- **Work instructions**:
The answer must be every entry, retyped without a single difference.

- **Working data**:
PR #2794, opened 2024-07-23
CCCT-415 Stage 1

pm-dimagi:
CCCT-415

PhoneIdActivity to Fragment

## Safety Assurance


app/src/org/commcare/activities/connectId/fragments/PhoneFragment.java
OrangeAndGreen, line 1: Let's create these new fragments next to src/org/commcare/fragments/connect in a new folder called connectid.
Also, name the fragments with the ConnectId prefix, i.e. ConnectIdPhoneFragment.

app/src/org/commcare/activities/connectId/fragments/PhoneFragment.java
```diff
@@ -0,0 +1,315 @@
...
+        messageTextView = view.findViewById(R.id.connect_primary_phone_message);
+        countryCodeInput = view.findViewById(R.id.connect_primary_phone_country_input);
+        phoneInput = view.findViewById(R.id.connect_primary_phone_input);
+        availabilityTextView = view.findViewById(R.id.connect_primary_phone_availability);
+        button = view.findViewById(R.id.connect_primary_phone_button);
+        countryCodeInput.addTextChangedListener(watcher);
+        phoneInput.addTextChangedListener(watcher);
+        button.setOnClickListener(v -> handleButtonPress());
+        requireActivity().setTitle(getString(R.string.connect_phone_page_title));
+//        method = getIntent().getStringExtra(ConnectConstants.METHOD);
```
OrangeAndGreen, line 98: We'll still need these two variables (method and existingPhone) that get passed in by the caller. Perhaps the best way to handle this for now is to pass them in to the newInstance() function?

In the eventual Navigation implementation, this data gets passed in via SafeArgs. See ConnectDownloadingFragment.onCreate for an example.

app/src/org/commcare/activities/connectId/fragments/PhoneFragment.java
```diff
@@ -0,0 +1,315 @@
...
+    @Override
+    public void onActivityResult(int requestCode, int resultCode, Intent data) {
+        super.onActivityResult(requestCode, resultCode, data);
+        String phone = PhoneNumberHelper.handlePhoneNumberPickerResult(requestCode, resultCode, data, getActivity());
+        skipPhoneNumberCheck = false;
+        displayNumber(phone);
+    }
+
+    public void finish(boolean success, String phone) {
+//        Intent intent = new Intent(getIntent());
```
OrangeAndGreen, line 143: Similar to data being passed in, we need a way to indicate that this page is done and pass any data on to the next step. Eventually this will be done via Navigation/SafeArgs. For now, maybe the caller should pass in a callback function so it can handle the next step?

This may require more thought...

OrangeAndGreen (commented):
This is a good start, see comments for a few spots to address.

Per [this guide](https://developer.android.com/guide/navigation/migrate), I think a good next step is to create the single-fragment navigation graph that uses this fragment (call it nav_graph_connectid_phone). Then change ConnectIdPhoneActivity to use the new nav graph and fragment.

Completing the above will help solve a couple current issues involving how data gets passed in and out of the fragment.

app/src/org/commcare/activities/LoginActivity.java
```diff
@@ -469,13 +470,15 @@ private void setResultAndFinish(boolean goToJobInfo) {
...
-        ConnectManager.unlockConnect(this, success -> {
-            if(success) {
-                ConnectManager.goToConnectJobsList();
-                setResult(RESULT_OK);
-                finish();
-            }
-        });
+        Intent intent=new Intent(this, ConnectIdActivity.class);
+        startActivity(intent);
+//        ConnectManager.unlockConnect(this, success -> {
```
OrangeAndGreen, line 475: Delete the old code

app/src/org/commcare/activities/connect/ConnectActivity.java
```diff
@@ -75,8 +75,8 @@ protected void onCreate(@Nullable Bundle savedInstanceState) {
 
         destinationListener = FirebaseAnalyticsUtil.getDestinationChangeListener();
 
-        NavHostFragment host = (NavHostFragment) getSupportFragmentManager().findFragmentById(R.id.nav_host_fragment_connect);
-        navController = host.getNavController();
+        NavHostFragment host1 = (NavHostFragment) getSupportFragmentManager().findFragmentById(R.id.nav_host_fragment_connect);
```
OrangeAndGreen, line 78: No need to rename this variable

app/src/org/commcare/activities/connect/ConnectIdActivity.java
```diff
@@ -0,0 +1,24 @@
...
+public class ConnectIdActivity extends AppCompatActivity {
+    NavController controller;
+
+
+    @Override
+    protected void onCreate(Bundle savedInstanceState) {
+        super.onCreate(savedInstanceState);
+        setContentView(R.layout.activity_connect_id);
+        NavHostFragment host2 = (NavHostFragment) getSupportFragmentManager().findFragmentById(R.id.nav_host_fragment_connectid);
+        assert host2 != null;
```
OrangeAndGreen, line 20: Remove the assertion, we'll crash on the next line anyway

app/src/org/commcare/connect/ConnectConstants.java
```diff
@@ -8,8 +8,15 @@
 public class ConnectConstants {
     public static final int ConnectIdTaskIdOffset = 1000;
 
-    public static int CREDENTIAL_PICKER_REQUEST = 2000;
+    public final  static int CREDENTIAL_PICKER_REQUEST = 2000;
     public static final String METHOD = "METHOD";
+    public static  String recoverPhone ;
```
OrangeAndGreen, line 13: We only want constants (i.e. static final) in this class. These fields should move to ConnectIdActivity ideally or ConnectManager if not.

app/src/org/commcare/activities/LoginActivity.java
```diff
@@ -469,13 +470,15 @@ private void setResultAndFinish(boolean goToJobInfo) {
...
     public void handleConnectButtonPress() {
         selectedAppIndex = -1;
-        ConnectManager.unlockConnect(this, success -> {
-            if(success) {
-                ConnectManager.goToConnectJobsList();
-                setResult(RESULT_OK);
-                finish();
-            }
-        });
+        Intent intent=new Intent(this, ConnectIdActivity.class);
```
OrangeAndGreen, line 473: I don't think this is the right place to launch this activity. When the user presses the Connect button (which calls this function), they already have their ConnectID account configured so they just need to unlock and then proceed to the jobs page (as accomplished by the existing code).

The ConnectIdActivity should be launched when the option is selected from the three-dot menu. Note the same menu option exists in the CommCareSetupActivity.

app/src/org/commcare/activities/LoginActivity.java
```diff
@@ -469,13 +470,15 @@ private void setResultAndFinish(boolean goToJobInfo) {
...
+        startActivity(intent);
```
OrangeAndGreen, line 474: Also, let's move the launcher into a function in ConnectManager like launchConnectId(). That way the LoginActivity and CommCareSetupActivity don't have to copy the code, and we'll have a single entry point for the activity.

app/src/org/commcare/connect/ConnectIdWorkflows.java
```diff
@@ -573,7 +573,7 @@ private static ConnectTask completeUnlock() {
         return ConnectTask.CONNECT_NO_ACTIVITY;
     }
 
-    private static void completeSignIn() {
+    public static void completeSignIn() {
```
OrangeAndGreen, line 576: This class is going away, so calling the callback will have to happen from somewhere else.

app/src/org/commcare/connect/ConnectManager.java
```diff
@@ -109,7 +114,7 @@ public interface ConnectActivityCompleteListener {
     }
 
     private static ConnectManager manager = null;
-    private ConnectIdStatus connectStatus = ConnectIdStatus.NotIntroduced;
+    public static ConnectIdStatus connectStatus = ConnectIdStatus.NotIntroduced;
```
OrangeAndGreen, line 117: This should stay as a member of the class. If we need it accessible from elsewhere, let's create:
public static ConnectIdStatus getStatus() {
   return getInstance().status;
}

app/src/org/commcare/fragments/connectId/ConnectIdMessageFragment.java
OrangeAndGreen, line 1: Something to consider and we can discuss more: Would it make the code and navigation graph cleaner to create four separate fragments (one for each message) instead of reusing a single one? Then we could setup the text for each fragment directly in the XML, only include a second button when appropriate, and know where to go next when the user presses the button. And the nav graph would definitely look less messy!

OrangeAndGreen (commented):
Great steps in the right direction! I left some initial comments. A big thing right now is the entry points and return when the activity finishes.

I think the key here is to define a couple entry points in ConnectManager:
-handleRegisterMenuSelection (launches ConnectIdActivity)
-handleConnectButtonPress (launches ConnectActivity)

These correspond to the two UI elements related to ConnectID and Connect in the two relevant UI pages (LoginActivity and CommCareSetupActivity). Both pages contain the menu option as well as Connect button, so the two functions above will each have two callers.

- **Finished exercise**:
PR #2794, opened 2024-07-23
CCCT-415 Stage 1

pm-dimagi:
CCCT-415

PhoneIdActivity to Fragment

## Safety Assurance


app/src/org/commcare/activities/connectId/fragments/PhoneFragment.java
OrangeAndGreen, line 1: Let's create these new fragments next to src/org/commcare/fragments/connect in a new folder called connectid.
Also, name the fragments with the ConnectId prefix, i.e. ConnectIdPhoneFragment.

app/src/org/commcare/activities/connectId/fragments/PhoneFragment.java
```diff
@@ -0,0 +1,315 @@
...
+        messageTextView = view.findViewById(R.id.connect_primary_phone_message);
+        countryCodeInput = view.findViewById(R.id.connect_primary_phone_country_input);
+        phoneInput = view.findViewById(R.id.connect_primary_phone_input);
+        availabilityTextView = view.findViewById(R.id.connect_primary_phone_availability);
+        button = view.findViewById(R.id.connect_primary_phone_button);
+        countryCodeInput.addTextChangedListener(watcher);
+        phoneInput.addTextChangedListener(watcher);
+        button.setOnClickListener(v -> handleButtonPress());
+        requireActivity().setTitle(getString(R.string.connect_phone_page_title));
+//        method = getIntent().getStringExtra(ConnectConstants.METHOD);
```
OrangeAndGreen, line 98: We'll still need these two variables (method and existingPhone) that get passed in by the caller. Perhaps the best way to handle this for now is to pass them in to the newInstance() function?

In the eventual Navigation implementation, this data gets passed in via SafeArgs. See ConnectDownloadingFragment.onCreate for an example.

app/src/org/commcare/activities/connectId/fragments/PhoneFragment.java
```diff
@@ -0,0 +1,315 @@
...
+    @Override
+    public void onActivityResult(int requestCode, int resultCode, Intent data) {
+        super.onActivityResult(requestCode, resultCode, data);
+        String phone = PhoneNumberHelper.handlePhoneNumberPickerResult(requestCode, resultCode, data, getActivity());
+        skipPhoneNumberCheck = false;
+        displayNumber(phone);
+    }
+
+    public void finish(boolean success, String phone) {
+//        Intent intent = new Intent(getIntent());
```
OrangeAndGreen, line 143: Similar to data being passed in, we need a way to indicate that this page is done and pass any data on to the next step. Eventually this will be done via Navigation/SafeArgs. For now, maybe the caller should pass in a callback function so it can handle the next step?

This may require more thought...

OrangeAndGreen (commented):
This is a good start, see comments for a few spots to address.

Per [this guide](https://developer.android.com/guide/navigation/migrate), I think a good next step is to create the single-fragment navigation graph that uses this fragment (call it nav_graph_connectid_phone). Then change ConnectIdPhoneActivity to use the new nav graph and fragment.

Completing the above will help solve a couple current issues involving how data gets passed in and out of the fragment.

app/src/org/commcare/activities/LoginActivity.java
```diff
@@ -469,13 +470,15 @@ private void setResultAndFinish(boolean goToJobInfo) {
...
-        ConnectManager.unlockConnect(this, success -> {
-            if(success) {
-                ConnectManager.goToConnectJobsList();
-                setResult(RESULT_OK);
-                finish();
-            }
-        });
+        Intent intent=new Intent(this, ConnectIdActivity.class);
+        startActivity(intent);
+//        ConnectManager.unlockConnect(this, success -> {
```
OrangeAndGreen, line 475: Delete the old code

app/src/org/commcare/activities/connect/ConnectActivity.java
```diff
@@ -75,8 +75,8 @@ protected void onCreate(@Nullable Bundle savedInstanceState) {
 
         destinationListener = FirebaseAnalyticsUtil.getDestinationChangeListener();
 
-        NavHostFragment host = (NavHostFragment) getSupportFragmentManager().findFragmentById(R.id.nav_host_fragment_connect);
-        navController = host.getNavController();
+        NavHostFragment host1 = (NavHostFragment) getSupportFragmentManager().findFragmentById(R.id.nav_host_fragment_connect);
```
OrangeAndGreen, line 78: No need to rename this variable

app/src/org/commcare/activities/connect/ConnectIdActivity.java
```diff
@@ -0,0 +1,24 @@
...
+public class ConnectIdActivity extends AppCompatActivity {
+    NavController controller;
+
+
+    @Override
+    protected void onCreate(Bundle savedInstanceState) {
+        super.onCreate(savedInstanceState);
+        setContentView(R.layout.activity_connect_id);
+        NavHostFragment host2 = (NavHostFragment) getSupportFragmentManager().findFragmentById(R.id.nav_host_fragment_connectid);
+        assert host2 != null;
```
OrangeAndGreen, line 20: Remove the assertion, we'll crash on the next line anyway

app/src/org/commcare/connect/ConnectConstants.java
```diff
@@ -8,8 +8,15 @@
 public class ConnectConstants {
     public static final int ConnectIdTaskIdOffset = 1000;
 
-    public static int CREDENTIAL_PICKER_REQUEST = 2000;
+    public final  static int CREDENTIAL_PICKER_REQUEST = 2000;
     public static final String METHOD = "METHOD";
+    public static  String recoverPhone ;
```
OrangeAndGreen, line 13: We only want constants (i.e. static final) in this class. These fields should move to ConnectIdActivity ideally or ConnectManager if not.

app/src/org/commcare/activities/LoginActivity.java
```diff
@@ -469,13 +470,15 @@ private void setResultAndFinish(boolean goToJobInfo) {
...
     public void handleConnectButtonPress() {
         selectedAppIndex = -1;
-        ConnectManager.unlockConnect(this, success -> {
-            if(success) {
-                ConnectManager.goToConnectJobsList();
-                setResult(RESULT_OK);
-                finish();
-            }
-        });
+        Intent intent=new Intent(this, ConnectIdActivity.class);
```
OrangeAndGreen, line 473: I don't think this is the right place to launch this activity. When the user presses the Connect button (which calls this function), they already have their ConnectID account configured so they just need to unlock and then proceed to the jobs page (as accomplished by the existing code).

The ConnectIdActivity should be launched when the option is selected from the three-dot menu. Note the same menu option exists in the CommCareSetupActivity.

app/src/org/commcare/activities/LoginActivity.java
```diff
@@ -469,13 +470,15 @@ private void setResultAndFinish(boolean goToJobInfo) {
...
+        startActivity(intent);
```
OrangeAndGreen, line 474: Also, let's move the launcher into a function in ConnectManager like launchConnectId(). That way the LoginActivity and CommCareSetupActivity don't have to copy the code, and we'll have a single entry point for the activity.

app/src/org/commcare/connect/ConnectIdWorkflows.java
```diff
@@ -573,7 +573,7 @@ private static ConnectTask completeUnlock() {
         return ConnectTask.CONNECT_NO_ACTIVITY;
     }
 
-    private static void completeSignIn() {
+    public static void completeSignIn() {
```
OrangeAndGreen, line 576: This class is going away, so calling the callback will have to happen from somewhere else.

app/src/org/commcare/connect/ConnectManager.java
```diff
@@ -109,7 +114,7 @@ public interface ConnectActivityCompleteListener {
     }
 
     private static ConnectManager manager = null;
-    private ConnectIdStatus connectStatus = ConnectIdStatus.NotIntroduced;
+    public static ConnectIdStatus connectStatus = ConnectIdStatus.NotIntroduced;
```
OrangeAndGreen, line 117: This should stay as a member of the class. If we need it accessible from elsewhere, let's create:
public static ConnectIdStatus getStatus() {
   return getInstance().status;
}

app/src/org/commcare/fragments/connectId/ConnectIdMessageFragment.java
OrangeAndGreen, line 1: Something to consider and we can discuss more: Would it make the code and navigation graph cleaner to create four separate fragments (one for each message) instead of reusing a single one? Then we could setup the text for each fragment directly in the XML, only include a second button when appropriate, and know where to go next when the user presses the button. And the nav graph would definitely look less messy!

OrangeAndGreen (commented):
Great steps in the right direction! I left some initial comments. A big thing right now is the entry points and return when the activity finishes.

I think the key here is to define a couple entry points in ConnectManager:
-handleRegisterMenuSelection (launches ConnectIdActivity)
-handleConnectButtonPress (launches ConnectActivity)

These correspond to the two UI elements related to ConnectID and Connect in the two relevant UI pages (LoginActivity and CommCareSetupActivity). Both pages contain the menu option as well as Connect button, so the two functions above will each have two callers.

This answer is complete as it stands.